Fortune has had high praise for Apple of late, naming Steve Jobs the "CEO of the Decade" last November. While that honor was an editorial decision, Thursday's newly revealed Fortune 500 rankings are based purely on raw numbers.
But the magazine wasn't the only one to credit Jobs with Apple's success. In December, Jobs was also named the world's best-performing CEO for increasing his company's market cap a whopping $150 billion over a 12-year span. Jobs finished comfortably in first place of the Harvard Business Review rankings, well ahead of second-place Yun Jong-Yong of Samsung Electronics. And in March, Barron's declared Jobs was the most valuable CEO in the world.
11 Comments
Revenue is a somewhat meaningless metric to measure 'success'. For instance, the US Government is the largest 'revenue-generating' entity in the world.

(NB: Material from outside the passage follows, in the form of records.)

PR #901, opened 2018-06-21
Replace CC `tanh` activation with `swish`

awjuliani:
Improves performance by ~25% on Walker and Crawler. Slight adjustments to 3DBall to ensure no performance loss. 

Crawler and Walker models on master were actually trained using `swish`, so making the PR into hotfix branch for consistency.

### DIFF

It's market value that counts. And Apple is, amazingly, the third most valuable company in the US!
15.6% profit margin isn't too shabby either.
Agree with first post - let's look at Market Cap - that's an indication of success in my book. (Especially as a stockholder.)
All of these numbers have inherent problems as generic ways of measuring corporate success.
Market cap is nothing more than an instantaneous snapshot of investor sentiment and more dependent on what investors think is going to happen than what has happened.
Revenues don't necessarily translate into profitability.
Profit tell you more about success than the other two, but masks important factors such as return on investment. Big industrial companies generate huge profits, but usually at very small margins over invested capital.
Market cap is nothing more than an instantaneous snapshot of investor sentiment and more dependent on what investors think is going to happen than what has happened.
Yes, it is a 'snapshot,' but I disagree that market cap is 'sentiment'. (In the short-run, swings in market cap could be sentiment-driven). But really, it's a snapshot of investors' expectations of future free cash flows discounted at the appropriate risk-adjusted cost of capital. No more, no less.
And, expectations are rather more than sentiments, in my book.
'Profit' in the accounting sense of the term is often meaningless, because of the 'accrual' nature of measuring inflows and outflows, and because it has become such a highly massaged and managed number in the case of too many companies.